I am afraid there is no merit in this contention. The Trial Court had discussed the evidence of Ram Partap in the light of the report Exhibit D.1 produced by him. The Additional District Judge while hearing the appeal could have commented on that evidence and held it to be inadmissible if law so permitted. But he did not at all have this evidence before his mind. It was not a case of inadmissible evidence either.
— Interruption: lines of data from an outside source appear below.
PR #17441, opened 2020-04-10
fix(@ngtools/webpack): give higher priority to ivy-specific entry-points

gkalpak:
When Ivy is enabled in an app, the app's dependencies are processed by ngcc (the Angular compatibility compiler), which will generate new Ivy-compatible entry-points in each package. To allow webpack find those entry-points, it will add references to them in `package.json`, named after the original property with the `_ivy_ngcc` suffix. So, for example, `es2015` and `module` will become `es2015_ivy_ngcc` and `module_ivy_ngcc`.

Previously, the `mainFields` passed to webpack would give higher priority to an Ivy entry-point compared to the corresponding non-ivy entry-point but not compared to other entry-points. For example, `es2015, module` would becode `es2015_ivy_ngcc, es2015, module_ivy_ngcc, module`. This could mean that `es2015` would be preferred over `module_ivy_ngcc`, even though the former is probably not Ivy-ready. Generally, if `es2015` exists and has a higher priority than `module`, then `es2015_ivy_ngcc` would be generated before (or instead of) `module_ivy_ngcc`, but this can be changed using an ngcc configuration file (`ngcc.config.js`).

This commit fixes this by ensuring that any `_ivy_ngcc` entry-point is considered before any of the original entry-points in the `mainFields` list.

NOTE:
While it is possible that a format is Ivy-compatible without bhaving an `_ivy_ngcc` suffix (e.g. if the user does a manual ngcc pass without `--create-ivy-entry-points`), it is quite unlikely to happen and even if it does, choosing a different format should be OK.

### DIFF
--- a/packages/ngtools/webpack/src/angular_compiler_plugin.ts
+++ b/packages/ngtools/webpack/src/angular_compiler_plugin.ts
@@ -911,18 +911,18 @@ export class AngularCompilerPlugin {
         // When Ivy is enabled we need to add the fields added by NGCC
         // to take precedence over the provided mainFields.
         // NGCC adds fields in package.json suffixed with '_ivy_ngcc'
-        // Example: module -> module__ivy_ngcc
+        // Example: module -> module_ivy_ngcc
         // tslint:disable-next-line:no-any
         (compiler as any).resolverFactory.hooks.resolveOptions
           .for('normal')
           // tslint:disable-next-line:no-any
           .tap('WebpackOptionsApply', (resolveOptions: any) => {
-            const mainFields = (resolveOptions.mainFields as string[])
-              .map(f => [`${f}_ivy_ngcc`, f]);
+            const originalMainFields: string[] = resolveOptions.mainFields;
+            const ivyMainFields = originalMainFields.map(f => `${f}_ivy_ngcc`);
 
             return {
               ...resolveOptions,
-              mainFields: flattenArray(mainFields),
+              mainFields: [...ivyMainFields, ...originalMainFields],
             };
           });
       }


packages/ngtools/webpack/src/angular_compiler_plugin.ts
```diff
@@ -911,18 +911,18 @@ export class AngularCompilerPlugin {
...
-        // Example: module -> module__ivy_ngcc
+        // Example: module -> module_ivy_ngcc
         // tslint:disable-next-line:no-any
         (compiler as any).resolverFactory.hooks.resolveOptions
           .for('normal')
           // tslint:disable-next-line:no-any
           .tap('WebpackOptionsApply', (resolveOptions: any) => {
-            const mainFields = (resolveOptions.mainFields as string[])
-              .map(f => [`${f}_ivy_ngcc`, f]);
+            const originalMainFields: string[] = resolveOptions.mainFiels;
```
clydin, line 920:
```suggestion
            const originalMainFields: string[] = resolveOptions.mainFields;
```

gkalpak: 🤦‍♂️

petebacondarwin: The dangers of untyped code :-)

packages/ngtools/webpack/src/angular_compiler_plugin.ts
```diff
@@ -911,18 +911,18 @@ export class AngularCompilerPlugin {
...
+        // Example: module -> module_ivy_ngcc
         // tslint:disable-next-line:no-any
         (compiler as any).resolverFactory.hooks.resolveOptions
           .for('normal')
           // tslint:disable-next-line:no-any
           .tap('WebpackOptionsApply', (resolveOptions: any) => {
-            const mainFields = (resolveOptions.mainFields as string[])
-              .map(f => [`${f}_ivy_ngcc`, f]);
+            const originalMainFields: string[] = resolveOptions.mainFields;
+            const ivyMainFields = originalMainFields.map(f => `${f}_ivy_ngcc`);
```
alan-agius4, line 921: I am not convinced with this change, this might have the side effect that when not an entrypoint is not processed by NGCC for a reason or another a wrong entrypoint will get added in the compilation.

Example, the UMD bundle was successfully converted with NGCC but the FESM5 wasn't so we'll end up with the 
following;
```
module_ivy_ngcc, main_ivy_ngcc, module, main
```

In this case since module was not converted, the UMD Ivy version of the bundle will be included instead which is not desired and expected and user's will only notice this if they due due to increase in bundle size.

packages/ngtools/webpack/src/angular_compiler_plugin.ts
clydin: The webpack typings are lacking in certain areas unfortunately.

alan-agius4:
Why question would be why would `module` be converted with NGCC and `es2015` wouldn't?

> if es2015 exists and has a higher priority than module, then es2015_ivy_ngcc would be generated before (or instead of) module_ivy_ngcc

I am not following why `es2015` should be generated instead of `module`. They are 2 different formats and used differently in the CLI based on which compilation target the user has set and are not always interchangeable.

packages/ngtools/webpack/src/angular_compiler_plugin.ts
gkalpak: Why do you think it would be better to include the unprocessed FESM5 bundle?

alan-agius4: Cause it will error during run time. So at least the users will know that something went wrong.

gkalpak:
`es2015` and `module` were just an example. Typically, CLI uses `compileAllFormats: false`, which means that it will pass ngcc a list of format properties in order of preference and ngcc will process the first that is finds for each package.

So, if CLI passes `es2015, browser, module, main` ngcc will process the first that it finds. This means that if a package has all format properties in its `package.json`.

##
However, it is possible that an app developer or library author includes an `ngcc.config.js` file that instructs ngcc to ignore a format property. For example, say that a library's `es2015` format is in some way incompatible with ngcc and trying to process it will result in a build error. The developer can work-around that by instructing ngcc to ignore the `es2015` format property, so then ngcc will move to the second-best property (e.g. `browser`).

In that case, we want webpack to also pick up `browser_ivy_ngcc` (which is Ivy-ready) and not the (non-Ivy-ready) `es2015`.

##
BTW, this usecase is more likely to come up with the `main` property, where the formats can vary a lot. So, it happens that the `main` property of some (often old and unmaintained but still used) libraries cannot be processed by ngcc (see for example angular/angular#36558). This is problematic when building for SSR, since `main` is the first preference.

One way to fix this would be for the app developer to configure ngcc to ignore the `main` property and thus fal back to the second-best: `module`
In that case, we want webpack to pick `module_ivy_ngcc` and not the (unprocessed) `main` property.

Does that make sense?

packages/ngtools/webpack/src/angular_compiler_plugin.ts
gkalpak: But this will usually mean that the entry-point was explicitly ignored in ngcc, so it is expected that the entry-point was not converted. See https://github.com/angular/angular-cli/pull/17441#issuecomment-612098944.

alan-agius4:
Make sense.

> BTW, this usecase is more likely to come up with the main property, where the formats can vary a lot. So, it happens that the main property of some (often old and unmaintained but still used) libraries cannot be processed by ngcc (see for example angular/angular#36558). This is problematic when building for SSR, since main is the first preference.

In most cases at least since version 8, the SSR's preferred entrypoint is es2015 and not main.

gkalpak:
> In most cases at least since version 8, the SSR's preferred entrypoint is es2015 and not main.

Oh, I didn't know that. That's great!
<sub>(`main` can still be an issue with old, unmaintained libaries, since many of them do not have `es2015` bundles.)</sub>

dgp1130:

PR #17457, opened 2020-04-13
test: update ng-packagr tests tsconfig as per CLI default

alan-agius4:
This seems to be the root cause of the failures in the following PR:
https://github.com/angular/angular-cli/pull/17455


dgp1130:

PR #17463, opened 2020-04-13
fix(@angular/cli): ensure Node.js message is shown on old Node.js versions

clydin:
Removes errant comma within the message log call and allows the process to exit naturally to better ensure that it is written to the console.


dgp1130:

PR #17496, opened 2020-04-17
docs: add notes about various release foot-guns

dgp1130:
This is a few different edits to make caretakers more aware of problems that can occur during a release.
* Added a comment to reinforce that pushing tags needs to happen with the push of the release commit. Otherwise CI can fail `npm install` because the relevant tags are not set.
* Changed to check out the publish branch rather than the tag because checking out a tag fails the subsequent `publish` command.
* Added `yarn` before the `publish` command because dependencies may be out of date and cause errors.

### DIFF
--- a/docs/process/release.md
+++ b/docs/process/release.md
@@ -112,6 +112,9 @@ As commits are cherry-picked when PRs are merged, creating the release should be
 ```bash
 git commit -a -m 'release: vXX'
 git tag 'vXX'
+
+# Make sure to run these commands together, as missing tags can cause CI
+# failures.
 git push upstream && git push upstream --tags
 ```
 
@@ -138,29 +141,31 @@ After closing the tab, you have successfully logged in, it is time to publish.
 
 **It is a good idea to wait for CI to be green on the patch branch and tag before doing the release.**
 
-Check out the patch tag (e.g. `v6.7.8`), then run:
-```sh
-devkit-admin publish
+Check out the patch branch (e.g. `9.1.x`), then run:
+```bash
+yarn # Reload dependencies
+yarn admin publish
 ```
 
-Check out the minor tag (e.g. `v6.8.0-beta.0`), then run:
+If also publishing a prerelease, check out `master`, then run:
 ```bash
-devkit-admin publish --tag next
+yarn # Reload dependencies
+yarn admin publish --tag next
 ```
 
 ### Release Notes
 
-`devkit-admin changelog` takes `from` and `to` arguments which are any valid git
+`yarn run -s admin changelog` takes `from` and `to` arguments which are any valid git
 ref.
 
 For example, running the following command will output the release notes on
 stdout between v1.2.3 and 1.2.4:
 
 ```bash
-devkit-admin changelog --from=v1.2.3 --to=v1.2.4
+yarn run -s admin changelog --from=v1.2.3 --to=v1.2.4
 ```
 
-Copy the output (you can use `| pbcopy` on MacOS or `|xclip` on Linux) and
+Copy the output (you can use `| pbcopy` on MacOS or `| xclip` on Linux) and
 paste the release notes on [GitHub](https://github.com/angular/angular-cli/releases)
 for the tag just released.
 


docs/process/release.md
```diff
@@ -112,6 +112,9 @@ As commits are cherry-picked when PRs are merged, creating the release should be
 ```bash
 git commit -a -m 'release: vXX'
 git tag 'vXX'
+
+# Make sure to run these commands together, as missing tags can cause CI
+# failures.
 git push upstream && git push upstream --tags
```
alan-agius4, line 118: Maybe better `git push upstream --follow-tags`?

dgp1130: Interesting, I wasn't aware of that flag. However it seems to only push *annotated* tags, which doesn't fit our current convention of `git tag 'vXXX'`. (Unless we want to switch to using annotated tags.)

> `--follow-tags` only pushes annotated tags.
> 
> ```
> git tag -a -m "I'm an annotation" <tagname>
> ```
> 
> That would be pushed (as opposed to `git tag <tagname>`, a lightweight tag, which would not be pushed, &lt;snip&gt;)

https://stackoverflow.com/a/3745250

Another answer suggests:

```
git push upstream tag vXXX
```

But I think that is not well-understood behavior and is probably less intuitive than `git push upstream && git push upstream --tags`.

https://stackoverflow.com/a/55882829

dgp1130:
Also @alan-agius4, I think this should only be merged to `master` right? Since it is just a doc?

alan-agius4:
@dgp1130, it can also be merged to patch since it’s not a feature.

dgp1130:
@alan-agius4, is the philosophy that anything which can go to `patch`, should go to `patch`, in order to minimize the difference between `master` and `patch`? Previously I've only send PRs to `patch` if they are actually _needed_ to be there so I'm just curious how this decision is actually made?

alan-agius4:
In general, I’d say yes.

docs/process/release.md
```diff
@@ -138,19 +141,21 @@ After closing the tab, you have successfully logged in, it is time to publish.
...
+yarn # Reload dependencies
+./bin/devkit-admin publish
 ```
 
-Check out the minor tag (e.g. `v6.8.0-beta.0`), then run:
+If also publishing a prerelease, check out `master`, then run:
 ```bash
-devkit-admin publish --tag next
+yarn # Reload dependencies
+./bin/devkit-admin publish --tag next
```
alan-agius4, line 153: Same as above

docs/process/release.md
```diff
@@ -138,19 +141,21 @@ After closing the tab, you have successfully logged in, it is time to publish.
...
 ```
 
 ### Release Notes
 
-`devkit-admin changelog` takes `from` and `to` arguments which are any valid git
+`./bin/devkit-admin changelog` takes `from` and `to` arguments which are any valid git
```
alan-agius4, line 158: Same

docs/process/release.md
```diff
@@ -138,19 +141,21 @@ After closing the tab, you have successfully logged in, it is time to publish.
 
 **It is a good idea to wait for CI to be green on the patch branch and tag before doing the release.**
 
-Check out the patch tag (e.g. `v6.7.8`), then run:
-```sh
-devkit-admin publish
+Check out the patch branch (e.g. `9.1.x`), then run:
+```bash
+yarn # Reload dependencies
+./bin/devkit-admin publish
```
alan-agius4, line 147: The `bin` here is without the leading `.`. 
Also, maybe better use;
`yarn admin publish`

dgp1130: I switched it to `yarn admin`, except for changelog generation, because we need to copy the output which will include:

```
yarn run v1.22.0
$ node ./bin/devkit-admin
```

If we use `yarn admin` rather than calling `devkit-admin` directly.

Is `devkit-admin` supposed to be installed on the path? I always just run it locally within the repo. Is there a different way I'm supposed to use this?

docs/process/release.md
dgp1130: Changed to `yarn admin`.

docs/process/release.md
dgp1130: Changed to `yarn admin`.

docs/process/release.md
alan-agius4: I personally always use `yarn admin`. I don't have `devkit-admin` installed in my path and always try to keep my paths as clean as possible.

docs/process/release.md
```diff
@@ -138,26 +141,28 @@ After closing the tab, you have successfully logged in, it is time to publish.
...
 ```bash
-devkit-admin publish --tag next
+yarn # Reload dependencies
+yarn admin publish --tag next
 ```
 
 ### Release Notes
 
-`devkit-admin changelog` takes `from` and `to` arguments which are any valid git
+`./bin/devkit-admin changelog` takes `from` and `to` arguments which are any valid git
```
kyliau, line 158: On line 147 and 153 we use `yarn admin`, but here it's different. Could you please make them consistent?

docs/process/release.md
```diff
@@ -138,26 +141,28 @@ After closing the tab, you have successfully logged in, it is time to publish.
...
 ref.
 
 For example, running the following command will output the release notes on
 stdout between v1.2.3 and 1.2.4:
 
 ```bash
-devkit-admin changelog --from=v1.2.3 --to=v1.2.4
+./bin/devkit-admin changelog --from=v1.2.3 --to=v1.2.4
```
kyliau, line 165: ditto

docs/process/release.md
dgp1130: The changelog output is typically copied, but running `yarn admin` also prints:

```
yarn run v1.22.0
$ node ./bin/devkit-admin
```

Which we don't want in the changelog, so we shouldn't use `yarn admin` here. I could switch everything back to `./bin/devkit-admin` for consistency if that's better.

kyliau: Perhaps we could silent the output with `yarn run -s admin`?

dgp1130: Done. Wasn't aware of that flag, thanks for pointing it out!

docs/process/release.md
dgp1130: Updated to `yarn run -s admin`.

docs/process/release.md
dgp1130: Keen pointed out that we can use `yarn run -s admin` to silence the extra text. Updated to use that format.

PR #25481, opened 2023-06-30
fix(@angular-devkit/build-angular): normalize paths in loader cache with esbuild

clydin:
When using the esbuild-based application builder, some plugins may return watch file lists that contain POSIX paths on Windows systems. This can cause the file watcher to not correctly invalidate files that need to be processed during a rebuild. All watch files are now normalized prior to being added to the in-memory cache to avoid this problem.


marcellkiss:
When is it supposed to get released?

dgp1130:
Normally we release on Wednesdays, but I forgot to do it due to 4th of July in the U.S. Just released today so it should be included in 16.1.4.

marcellkiss:
Great, thanks!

No doubt the procedure adopted by the trial Court in letting in a certified copy of the previous deposition of Ram Partap made in the criminal proceedings and allowing the same to be proved by Ram Partap himself was not correct and he should have been examined again in regard to all that he had stated earlier in the statement the parties in order to save time did not object to the previous deposition being proved by Ram Partap himself who was only cross examined. It is not a case where irrelevant evidence had been let in with the consent of the parties but the only objection is that the procedure followed in the matter of giving evidence in Court was not correct. When the parties themselves have allowed certain statements to be placed on the record as a part of their evidence, it is not open to them to urge later either in the same Court or in a court of appeal that the evidence produced was inadmissible. To allow them to do so would indeed be permitting them both to appropriate and reprobate." 16. " 8. In view whereof no indulgence is caused in respect of the conclusion arrived at by the Claims Tribunal that the offending vehicle was being operated in breach of insurance policy. 9. In the result, Appeal fails and is dismissed. No costs.